Les gagnants et les perdants du nouvel ALÉNA


L’ALÉNA n’est plus et l’Accord États-Unis-Mexique-Canada (AEUMC) entrera bientôt en vigueur.

À quel point l’AEUMC est-il différent de l’ALÉNA? Qui perd et qui gagne?

Les négociateurs canadiens et les représentants du gouvernement vantent les mérites du nouvel accord, qui doit encore être approuvé par le Congrès américain. Le représentant américain au Commerce, Robert Lighthizer, et la ministre des Affaires étrangères canadienne, Chrystia Freeland, ont déclaré que cet accord « débouchera sur des marchés plus libres, un commerce plus équitable et une croissance économique robuste dans notre région ».

Ils ont ajouté : « Cela renforcera la classe moyenne, créera de bons emplois bien rémunérés et de nouvelles possibilités pour le demi-milliard de personnes qui habitent ici en Amérique du Nord.»

Il est compréhensible que les négociateurs en chef essaient de vendre l’accord comme un accord gagnant-gagnant-gagnant, mais, comme tout accord résultant de négociations longues et parfois acrimonieuses, ce n’est pas si simple.

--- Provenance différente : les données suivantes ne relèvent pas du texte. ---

Issue #1295, opened 2021-02-11
Unable to move lessons from one section to another


NyakudyaA:
# Problem

I am trying to move some lessons from 

* 1. Introduction to QGIS  to another section

i.e
15. Services and system administration 

Currently, there is no way to achieve this.

Can we add an option that allows admins to change worksheet sections

sumandari:
The fix has been deployed. I will close this now.

PR #1298, opened 2021-02-15
enable change section when update worksheet

sumandari:
This PR refers to #1295 
It enables creator/admin to change the section while updating the worksheet.

image


NyakudyaA:
LGTM

PR #1694, opened 2015-05-07
Integrate router into react state. Resolves GH-1689

thisandagain:

### DIFF
--- a/www_src/lib/router.jsx
+++ b/www_src/lib/router.jsx
@@ -10,13 +10,10 @@ module.exports = {
 
       // If they do, save them. If not, fetch from SharedPreferences
       if (routeParams !== '{}') {
-        console.log('***** Route params exist *****');
         r = JSON.parse(routeParams);
         this.android.setSharedPreferences(key, routeParams, true);
       } else {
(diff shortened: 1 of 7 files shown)


thisandagain:
@k88hudson R?

www_src/lib/router.jsx
```diff
@@ -0,0 +1,25 @@
...
+      // Check to see if route params exist & create cache key
+      var routeParams = this.android.getRouteParams();
+      var key = 'state::route';
+
+      // If they do, save them. If not, fetch from SharedPreferences
+      if (routeParams !== '{}') {
+        r = JSON.parse(routeParams);
+        this.android.setSharedPreferences(key, routeParams, true);
+      } else {
+        var hit = this.android.getSharedPreferences(key, true);
```
k88hudson: i cant remember, is it possible this could be `null`?

k88hudson:
Ok, this looks good to me

www_src/lib/router.jsx
thisandagain: I couldn't think of how, but probably best to be safe than sorry.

Contester les pratiques commerciales

La réalisation la plus importante des négociateurs canadiens a été leur capacité à préserver le chapitre 19 de l’ALÉNA original. Ces dispositions permettent au Canada, aux États-Unis et au Mexique de contester les droits antidumping et compensateurs de chacun devant un groupe de représentants de chaque pays.

Il s’agit généralement d’un processus beaucoup plus facile, moins coûteux et plus prévisible que de tenter de contester une pratique commerciale devant un tribunal américain. Le Canada a utilisé avec succès le chapitre 19 pour défier les États-Unis au sujet de ses restrictions concernant le bois d’œuvre.

Selon les termes de l’accord commençant en 2020, une voiture ne bénéficiera du traitement en franchise de droits que si 75% de son contenu est fabriqué en Amérique du Nord, contre 62,5% selon l’ALÉNA actuel.

Secteur automobile

Le Canada a également évité les tarifs que Trump a menacé d’imposer aux automobiles et aux pièces automobiles qui auraient pu dévaster l’industrie automobile canadienne, qui génère un revenu de plus de 50 milliards de dollars et soutient plus de 500 000 emplois directs et indirects bien rémunérés au Canada.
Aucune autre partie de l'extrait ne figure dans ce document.